_Task prompt_:
Your task is to give the number of lines in the listing that include "just", and nothing else.

_Records for this exercise_:
PR #4099, opened 2016-04-28
Users with incorrect display name get tenant visibility when editing profile

sallakarppinen:


nicolaasmatthijs:
@sallakarppinen : It looks like the FontAwesome work is part of this PR as well. Would you be able to submit a PR from a branch that doesn't have this included so we can keep the PRs focussed?

sallakarppinen:
@nicolaasmatthijs, done - seems that I can't close pull requests here so could you close this one for me?

PR #4100, opened 2016-04-28
Users with incorrect display name get tenant visibility when editing profile

sallakarppinen:


node_modules/oae-core/editprofile/js/editprofile.js
```diff
@@ -101,8 +101,12 @@ define(['jquery', 'oae.core'], function ($, oae) {
         var renderEditProfileMainPanel = function() {
             // If the display name is not valid, clear it to inform the template that the user
             // has no real display name
+            var tenantVisibility = oae.api.config.getValue('oae-principals', 'user', 'visibility');
             if (!isValidDisplayName()) {
                 profile.displayName = null;
+                if(profile.visibility === 'private' && tenantVisibility !== 'private') {
```
nicolaasmatthijs: Needs a space after `if` to comply with the styleguide

nicolaasmatthijs: But it might actually be easier to just always do `profile.visibility = tenantVisibility;` when the display name is not valid.

nicolaasmatthijs:

node_modules/oae-core/editprofile/js/editprofile.js
```diff
@@ -101,8 +101,10 @@ define(['jquery', 'oae.core'], function ($, oae) {
         var renderEditProfileMainPanel = function() {
             // If the display name is not valid, clear it to inform the template that the user
             // has no real display name
+            var tenantVisibility = oae.api.config.getValue('oae-principals', 'user', 'visibility');
             if (!isValidDisplayName()) {
                 profile.displayName = null;
+                profile.visibility = tenantVisibility;
```
nicolaasmatthijs: Can you just add a line of docs (and a reference to this ticket) to this ?

Note: the format for these docs would be:

```
// Comment
// @see https://github.com/oaeproject/3akai-ux/pull/4100
```

nicolaasmatthijs:
Added final comment. Back to @sallakarppinen for follow-up

node_modules/oae-core/editprofile/js/editprofile.js
```diff
@@ -103,6 +103,11 @@ define(['jquery', 'oae.core'], function ($, oae) {
             // has no real display name
             if (!isValidDisplayName()) {
```
nicolaasmatthijs: The `isValidDisplayName` validation function should have exactly the same checks as the back-end checks. It looks like it currently checks for `http(s)` and `@`, but not `shibboleth!`. Can you add that in as well?

nicolaasmatthijs:

sallakarppinen:
I've added shibboleth check to the front end (also put all the tests into single regex, same as is being used in the backend).

nicolaasmatthijs:
Looks good. Merged!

_Exercise solution_:
2